# New 21 Rs Outback



## flagaz (Oct 6, 2006)

Thanks to the forum for all the great info. I have recently (last week) purchased a 2007 21RS for our family. I purchased for $16,750 out of Colorado and was wondering if this price seems fair? I still have to pay AZ sales tax. I am looking forward to camping and hunting in my new outback throughout Arizona, Colorado and Utah.









flagaz
2007 21RS
2000 GMC 1500, 5.3


----------



## wolfwood (Sep 19, 2005)

flagaz said:


> Thanks to the forum for all the great info. I have recently (last week) purchased a 2007 21RS for our family. I purchased for $16,750 out of Colorado and was wondering if this price seems fair? I still have to pay AZ sales tax. I am looking forward to camping and hunting in my new outback throughout Arizona, Colorado and Utah.
> 
> 
> 
> ...


Well, I can't help you on the price (although, if it seemed fair to you - and it must have, 'cuz you paid it - then that's all that really matters) but I sure can be the first to give you a grand WELCOME TO THE TRIBE!!!

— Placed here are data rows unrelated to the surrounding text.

PR #7, opened 2018-03-29
Use generic API to set encoder options.

fancycode:
This is what we were talking about - still work in progress, but should go in the right direction.


fancycode:
Implemented differently in 1.1.0 - this PR is no longer required.

PR #13, opened 2018-04-27
Mark operator() on comparator function as const

alex:
Without this, on a sufficiently new clang, with enough warnings turned on, you get a compilation error:

https://gist.github.com/reaperhulk/17f35e9410177970677bb9a30958f884


fancycode:
Thanks, I squashed before landing your changes.

PR #19, opened 2018-05-13
Fix VPATH (out-of-tree) builds.

Jehan:
I always do VPATH builds, and libheif was not building correctly because some files were in the src dir and other in the build dir, and the current automake code was not properly looking in both.

This fixes it.


farindk:
Thanks, Jehan !

PR #24, opened 2018-05-24
Add generic reader API.

fancycode:
This can be used to load images from arbitrary sources by providing the necessary callbacks for reading, seeking, etc.

### DIFF
--- a/src/heif.h
+++ b/src/heif.h
@@ -273,6 +273,36 @@ void heif_context_free(struct heif_context*);
 
 struct heif_reading_options;
 
+enum heif_reader_offset {
+  heif_seek_start,
+  heif_seek_current,
+  heif_seek_end
+};
+
+struct heif_reader {
+  // API version supported by this reader
+  int reader_api_version;
+
+  // --- version 1 functions ---
+  uint64_t (*get_length)(struct heif_context* ctx, void* userdata);
+  uint64_t (*get_position)(struct heif_context* ctx, void* userdata);
+  int (*read)(struct heif_context* ctx,
+              void* data,
+              size_t size,
+              void* userdata);
+  int (*seek)(struct heif_context* ctx,
+              int64_t position,
+              enum heif_reader_offset offset,
+              void* userdata);
+};
+
+// The heif_reading_options should currently be set to NULL.
+LIBHEIF_API
+struct heif_error heif_context_read(struct heif_context* ctx,
+                                    struct heif_reader* reader,
+                                    const struct heif_reading_options* options,
+                                    void* userdata);
+
 // Read a HEIF file from a named disk file.
 // The heif_reading_options should currently be set to NULL.
 LIBHEIF_API
--- a/src/heif.h
+++ b/src/heif.h
@@ -284,8 +284,8 @@ struct heif_reader {
   int reader_api_version;
 
   // --- version 1 functions ---
-  uint64_t (*get_length)(struct heif_context* ctx, void* userdata);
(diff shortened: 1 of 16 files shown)


src/heif.h
```diff
@@ -273,6 +273,36 @@ void heif_context_free(struct heif_context*);
 
 struct heif_reading_options;
 
+enum heif_reader_offset {
+  heif_seek_start,
+  heif_seek_current,
+  heif_seek_end
```
farindk: We probably can remove heif_seek_end, because I do not know any case where we would need this.
Omitting this could make the reader easier to write.

src/heif.h
```diff
@@ -273,6 +273,36 @@ void heif_context_free(struct heif_context*);
...
+};
+
+struct heif_reader {
+  // API version supported by this reader
+  int reader_api_version;
+
+  // --- version 1 functions ---
+  uint64_t (*get_length)(struct heif_context* ctx, void* userdata);
```
farindk: There might be inputs with unknown length or even inputs that grow while reading (e.g. displaying of partial images while downloading).
Do we really need the length explicitly? I think the current code does not use this.

src/heif.h
```diff
@@ -273,6 +273,36 @@ void heif_context_free(struct heif_context*);
...
+  uint64_t (*get_position)(struct heif_context* ctx, void* userdata);
```
farindk: As seek() takes an int64, we probably also should return an int64 here.

src/heif_context.h
```diff
@@ -202,6 +218,20 @@ namespace heif {
 
     void write(StreamWriter& writer);
 
+    class InternalReader {
```
farindk: How about "ReaderInterface" instead of "InternalReader" and "Reader_Memory" / "Reader_File" instead of InternalMemoryReader?

src/heif.h
fancycode: This is used in `BitstreamRange::skip_to_end_of_file()`.

src/heif.h
fancycode: The `BitStreamRange` uses it to check if data can be read.

src/heif.h
fancycode: As the position of a file can never be negative, I would rather keep the `uint64_t`. `seek()` allows negative numbers to seek backwards.

src/heif_context.h
fancycode: Renamed the classes.

src/heif.h
farindk: Ok, I see. But skip_to_end_of_file() is only used if a box cannot be parsed because its type is unknown and the box length is "until end of file". Hence, we will find another way to handle this.

src/heif.h
farindk: Currently, it is checking the EOF flags.

src/heif.h
farindk: I'm afraid of all the compiler warnings that will show up: "passing unsigned value to signed parameter may lose data". 63 bit for file length should be enough.

src/heif.h
fancycode: It also checks the remaining bytes:
https://github.com/strukturag/libheif/blob/a53a44e779e57b578324d465cf51dc4b40b0275a/src/bitstream.h#L66

src/heif.h
fancycode: Ok, changed.

farindk:
Thanks. Integrated in v1.3.0 with changes.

You're gonna love your new home on wheels. Check out the Rallys in your area - there's at least one BIG one already scheduled for next year.


----------



## Fire44 (Mar 6, 2005)

Welcome to the site and congrads on the new Outback...

Now go and enjoy it!!!!

Gary


----------



## mswalt (Sep 14, 2004)

> I purchased for $16,750 out of Colorado and was wondering if this price seems fair?

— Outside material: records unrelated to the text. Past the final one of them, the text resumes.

PR #25, opened 2018-05-24
Win32 build

Jehan:
For GIMP, we need libheif to build for Windows. Here are the commits which resulted after failing to build (now it builds fine).

### DIFF
--- a/src/file-fuzzer.cc
+++ b/src/file-fuzzer.cc
@@ -19,7 +19,7 @@
  */
 
 #include <assert.h>
-#include <alloca.h>
+#include <stdlib.h>
 
 #include "heif.h"
 
@@ -77,7 +77,7 @@ extern "C" int LLVMFuzzerTestOneInput(const uint8_t* data, size_t size) {
     goto quit;
   }
 
-  image_IDs = (heif_item_id*)alloca(images_count * sizeof(heif_item_id));
+  image_IDs = (heif_item_id*)malloc(images_count * sizeof(heif_item_id));
 
   for (int i = 0; i < images_count; ++i) {
     err = heif_context_get_image_handle(ctx, image_IDs[i], &handle);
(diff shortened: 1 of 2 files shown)


src/file-fuzzer.cc
```diff
@@ -19,7 +19,6 @@
  */
 
 #include <assert.h>
-#include <alloca.h>
```
fancycode: You have to include `stdlib.h` now for `malloc`/`free` (see error in Travis)..

src/file-fuzzer.cc
```diff
@@ -103,5 +102,6 @@ extern "C" int LLVMFuzzerTestOneInput(const uint8_t* data, size_t size) {
 
 quit:
   heif_context_free(ctx);
+  free (image_IDs);
```
fancycode: No whitespace between function name and parameters.

src/heif_image.cc
```diff
@@ -896,7 +896,8 @@ Error HeifPixelImage::fill_RGB_16bit(uint16_t r, uint16_t g, uint16_t b, uint16_
     int stride = plane.stride;
     uint8_t* data = plane.mem.data();
 
-    uint16_t val16;
+    // initialization only to avoid a warning of uninitalized variable.
+    uint16_t val16 = r;
```
fancycode: Please set to `0` in the `default` case below before the `assert` instead.

Jehan:
Sorry for the style bugs. We are the first to ask of contributors to follow our style guidelines. I should have been more careful. ;-)
Anyway I fixed and rebased the commits.

> Btw, which compiler are you using? We are testing with AppVeyor where building with Visual Studio 14 2015 succeeds.

I cross-build from Linux with mingw-w64.

fancycode:
> I cross-build from Linux with mingw-w64.

Hmm, we should cover that with Travis then :smile:

PR looks good now, thanks! I'll merge when CI is green.

Issue #28, opened 2018-05-24
Linking fails without -no-undefined


Jehan:
By the way, as a followup of PR #25, there is a last problem whose solution, I haven't found yet.
A simple make (crossbuild with mingw-w64) fails during linking with:

```
make  all-recursive
make[1]: Entering directory '/opt/user-cache/jehan/dev/crossbuild/w64/libheif'
Making all in src
make[2]: Entering directory '/opt/user-cache/jehan/dev/crossbuild/w64/libheif/src'
/bin/sh ../libtool  --tag=CXX   --mode=link x86_64-w64-mingw32-g++  -I/home/jehan/.local/share/crossroad/roads/w64/libheif/include   -DLIBHEIF_EXPORTS  -g -O2 -Wall -Werror -Wsign-compare -Wconversion -Wno-sign-conversion -Wno-error=conversion -version-info 2:0:1  -o libheif.la -rpath /home/jehan/.local/share/crossroad/roads/w64/libheif/lib libheif_la-bitstream.lo libheif_la-box.lo libheif_la-error.lo libheif_la-heif_file.lo libheif_la-heif_image.lo libheif_la-heif.lo libheif_la-heif_context.lo libheif_la-heif_hevc.lo libheif_la-heif_plugin_registry.lo libheif_la-heif_plugin.lo libheif_la-heif_decoder_libde265.lo  -lde265 -L/home/jehan/.local/share/crossroad/roads/w64/libheif/lib   -lpthread 
libtool:   error: can't build x86_64-w64-mingw32 shared library unless -no-undefined is specified
make[2]: *** [Makefile:647: libheif.la] Error 1
make[2]: Leaving directory '/opt/user-cache/jehan/dev/crossbuild/w64/libheif/src'
make[1]: *** [Makefile:502: all-recursive] Error 1
make[1]: Leaving directory '/opt/user-cache/jehan/dev/crossbuild/w64/libheif'
make: *** [Makefile:411: all] Error 2
```

A workaround exists, which is to build with `make LDFLAGS=-no-undefined` instead (as proposed by the error message). Then it goes to the end.
I'm not sure of the cause yet. Maybe some library is missing on the linking flags.

fancycode:
Fixed by #29

PR #29, opened 2018-05-25
Pass "-no-undefined" when linking with MinGW.

fancycode:
This should fix the error reported in #28.

@Jehan: could you please check if this fixes the error you were getting?

### DIFF
--- a/configure.ac
+++ b/configure.ac
@@ -25,6 +25,7 @@ AC_PROG_CC
 AC_PROG_INSTALL
 AC_PROG_LN_S
 AC_PROG_GREP
+AM_CONDITIONAL(MINGW, expr $host : '.*-mingw' >/dev/null 2>&1)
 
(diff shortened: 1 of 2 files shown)


Jehan:
@fancycode Yes it does "fix" the build, since it does the same thing as adding the link flag on command line. But is it really a "fix"?
I felt like it is more a workaround of a problem we didn't get (yet). Otherwise I would just included this fix in my previous PR. :-)

Or am I wrong? Do you know exactly what this error was?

Personally, I don't think it makes much difference what you paid as long as you got what you wanted at a price you were willing to pay. Which, evidently, it was.

Congrats on your new Outback.

Relax and enjoy!

Mark


----------



## the eubies (Sep 7, 2006)

Hi Flagaz,

Congratulations! Welcome to the forum.

I am jealous. We are looking to purchase a 21rs but haven't taken the plunge yet. That sounds like a really good price.







I would be very pleased if we could get that kind of price here in CA.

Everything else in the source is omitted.